Determine whether $$f(x,y)=\sqrt{|xy|}$$ and/or $$g(x,y)=e^{|x|^3y}$$ are differentiable at the point $(0, 0)$.
Also, find its total derivative if it exists at (0, 0); if not, prove that it is not differentiable at $(0, 0)$.
My approach:
For $f(x,y)$, I got it is not differentiable because the limit tends to $1$ and $-1$. But I am not sure about $g(x,y)$.
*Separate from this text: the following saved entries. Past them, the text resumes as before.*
PR #1632, opened 2025-04-16
fix: the ASCII whitespaces are preserved so can not be escaped

### LINKED ISSUE #1626: CSS modules with path which contains spaces does not work as expected
### Actual Behavior

generated `src_render_js.js`:

image

source `render.js`:

```js
import * as styles from './space folder/render.module.css';

export function render() {
  const el = document.createElement('div');
  el.className = styles.text; // styles.text contains a space which breaks styling
  document.getElementsByTagName('body')[0].appendChild(el);
  el.innerHTML = 'hello, world';
}
```

### Expected Behavior

https://stackoverflow.com/questions/50812118/is-it-possible-to-use-the-space-character-in-css-class-names

The generated `class` is `src-space folder-render-module__text-WVNeAh` which contains a space, but it's not possible to escape spaces, so the spaces in path should be changed to `__` for example.

### How Do We Reproduce?

https://github.com/JounQin/rspack-css-modules-spaces

Run `pnpm dev:webpack`

JounQin:
This PR contains a:

- [x] **bugfix**
- [ ] new **feature**
- [ ] **code refactor**
- [ ] **test update** 
- [ ] **typo fix**
- [ ] **metadata update**

### Motivation / Use-Case

close #1626

### Breaking Changes

N/A

### Additional Info

related https://infra.spec.whatwg.org/#ascii-whitespace

cc @alexander-akait

### DIFF
--- a/src/utils.js
+++ b/src/utils.js
@@ -259,8 +259,10 @@ function normalizePath(file) {
   return path.sep === "\\" ? file.replace(/\\/g, "/") : file;
 }
 
+const reversedChartMapper = {};
+
 // eslint-disable-next-line no-control-regex
-const filenameReservedRegex = /[<>:"/\\|?*\s]/g;
+const filenameReservedRegex = /([<>:"/\\|?*\s])/g;
 // eslint-disable-next-line no-control-regex
 const reControlChars = /[\u0000-\u001f\u0080-\u009f]/g;
 
@@ -270,7 +272,21 @@ function escapeLocalIdent(localident) {
     localident
       // For `[hash]` placeholder
       .replace(/^((-?[0-9])|--)/, "_$1")
-      .replace(filenameReservedRegex, "-")
+      .replace(filenameReservedRegex, (_, $1) => {
+        // normalize Windows path `\` as unix `/` for constancy
+        const char = $1 === "\\" ? "/" : $1;
+
+        if (reversedChartMapper[char]) {
+          return reversedChartMapper[char];
+        }
+
+        const hex = char.charCodeAt(0).toString(16).toUpperCase();
+        const escaped = `\\C${hex}`;
+
+        reversedChartMapper[char] = escaped;
+
+        return escaped;
+      })
       .replace(reControlChars, "-")
       .replace(/\./g, "-"),
   );
--- a/src/utils.js
+++ b/src/utils.js
@@ -260,7 +260,7 @@ function normalizePath(file) {
 }
 
 // eslint-disable-next-line no-control-regex
-const filenameReservedRegex = /[<>:"/\\|?*]/g;
+const filenameReservedRegex = /[<>:"/\\|?*\s]/g;
 // eslint-disable-next-line no-control-regex
 const reControlChars = /[\u0000-\u001f\u0080-\u009f]/g;
 
--- a/test/__snapshots__/modules-option.test.js.snap
+++ b/test/__snapshots__/modules-option.test.js.snap
@@ -165,7 +165,7 @@ ___CSS_LOADER_EXPORT___.push([module.id, \`._7-foo-class {
   color: red;
 }
 
-.\\\\--bar-class {
+.\\\\\\\\C3E-bar-class {
   color: red;
 }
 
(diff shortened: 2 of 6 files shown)


test/__snapshots__/modules-option.test.js.snap
```diff
@@ -498,49 +498,49 @@ exports[`"modules" option issue #995 #2: result 1`] = `
...
-.\\1F613 .\\  {
+.\\1F613 .- {
   color: red;
 }
 
-.\\  > .\\  > .\\  {
+.- > .- > .- {
   color: red;
 }
 ",
```
alexander-akait, line 546: Let's add a test case
```css
a-b { }
a\C20b { } /* i.e. with spaces */
```

The main problem we need to generate different CSS selectors for such case.

Even more - I think we should replace each control character on own unique symbol, we can generate it from code the character, so even special characters will always generate and unique selector. What do you think?

alexander-akait: > That could work as expected, but is that common to have different white spaces in a single project?

Usually no, but I think we can solve it more universal for any exotic cases, usually developers don't use such characters in path and in CSS selectors too :smile: 

I think we can just generate use number of a character... yeah it will create more longer CSS selectors, maybe we can use some compression algorithm here to get less length

JounQin: > usually developers don't use such characters in path and in CSS selectors too

I got this issue because we installed a common package in global mode. What means whenever `css-loader` is installed as global, it will be an issue for macOS at least with `Application Support` dir.

JounQin: @alexander-akait Sorry I was busy these days, please help to review again.

src/utils.js
```diff
@@ -270,7 +272,21 @@ function escapeLocalIdent(localident) {
     localident
       // For `[hash]` placeholder
       .replace(/^((-?[0-9])|--)/, "_$1")
-      .replace(filenameReservedRegex, "-")
+      .replace(filenameReservedRegex, (_, $1) => {
+        // normalize Windows path `\` as unix `/` for constancy
```
JounQin, line 276: I'm still not sure how to distinguish `path.sep` vs css `\\` here.

test/__snapshots__/modules-option.test.js.snap
JounQin: Friendly ping @alexander-akait

alexander-akait: @JounQin Sorry for delay too, will review soon

src/utils.js
alexander-akait: hm, I think we can ignore such case, do you see any critical places here?

alexander-akait (commented):
Looks good for, will wait your answer before merge

src/utils.js
JounQin: > hm, I think we can ignore such case, do you see any critical places here?

Nope, the test just fails before current changes here.

alexander-akait (approved):

snitin315 (approved):
LGTM, thanks!

JounQin:
@alexander-akait @snitin315 Any ETA to merge and release?

alexander-akait:
@JounQin this week

JounQin:
Friendly ping @alexander-akait

JounQin:
Friendly ping @alexander-akait @snitin315

JounQin:
Friendly ping @alexander-akait @snitin315  @ersachin3112

JounQin:
@alexander-akait News?

alexander-akait:
@JounQin Oh, sorry, looks like by mistake, but looks like the branch is deleted, I can't reopen, do you try `experiments.css`? It is replace for `css-loader`, `style-loader` and `mini-css-extract-plugin` (faster and without bugs), just want to get feedback, if you need examples feel free to look `webpack/examples/css`, we want to deprecated these packages soon (after the next minor release in favor of `experiments.css`), anyway I can merge it and make a release

JounQin:
@alexander-akait Thanks, that's weird I didn't delete the branch, but can recreate the PR. I'll try `experiments.css` later, but that's a different task, thanks!

JounQin:
@alexander-akait https://github.com/webpack/css-loader/pull/1668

I would solve the first one. Follow the same to solve the second one as well. $${f_x} (0,0)=\mathop {\lim }\limits_{x \to 0} {{f(x,0) - f(0,0)} \over x} = \mathop {\lim }\limits_{x \to 0} {{0 - 0} \over x} = 0$$ and $${f_y} (0,0)=\mathop {\lim }\limits_{y \to 0} {{f(0,y) - f(0,0)} \over y} = \mathop {\lim }\limits_{x \to 0} {{0 - 0} \over y} = 0.$$ Therefore
$$I=\lim_{(x,y)\rightarrow (0,0) } {{f(x,y) - f_x(0,0)x-f_y(0,0)y-f(0,0)} \over {\sqrt{x^2+y^2}}} = \lim_{(x,y)\rightarrow (0,0) } {\sqrt{|xy|}\over {\sqrt{x^2+y^2}}}.$$ If the limits are taken along the path $y=mx$ then $I= \sqrt{|m|}/\sqrt{1+m^2} =g(m)\neq 0.$ Therefore $f$ is not differentiable at the origin. [Note for $f$ to be differentiable at $(0,0), $ I mut be $0 $ at that point ]. For the second; $${g_x} (0,0)=\mathop {\lim }\limits_{x \to 0} {{g(x,0) - g(0,0)} \over x} = \mathop {\lim }\limits_{x \to 0} {{1 - 1} \over x} = 0$$ $${g_y} (0,0)=\mathop {\lim }\limits_{y \to 0} {{g(0,y) - g(0,0)} \over y} = \mathop {\lim }\limits_{x \to 0} {{1 - 1} \over y} = 0.$$ Therefore
$$J=\lim_{(x,y)\rightarrow (0,0) } {{g(x,y) - g_x(0,0)x-g_y(0,0)y-g(0,0)} \over {\sqrt{x^2+y^2}}} = \lim_{(x,y)\rightarrow (0,0) } {{e^{|x|^3y}-0-0-1}\over {\sqrt{x^2+y^2}}}$$ $$=\lim_{(x,y)\rightarrow (0,0) } {({e^{|x|^3y}-1)}\over {|x|^3y}}{|x|^3y\over{\sqrt{x^2+y^2}}}=0, $$ because the first term has limit value 1 and the limit value for the second term is $0.$ Calculate the limit value of the second using polar co-ordinates, by taking $x=r\cos\theta$ and $y=r\sin\theta$ and $r\rightarrow 0.$ Therefore $g$ is differentiable at the origin.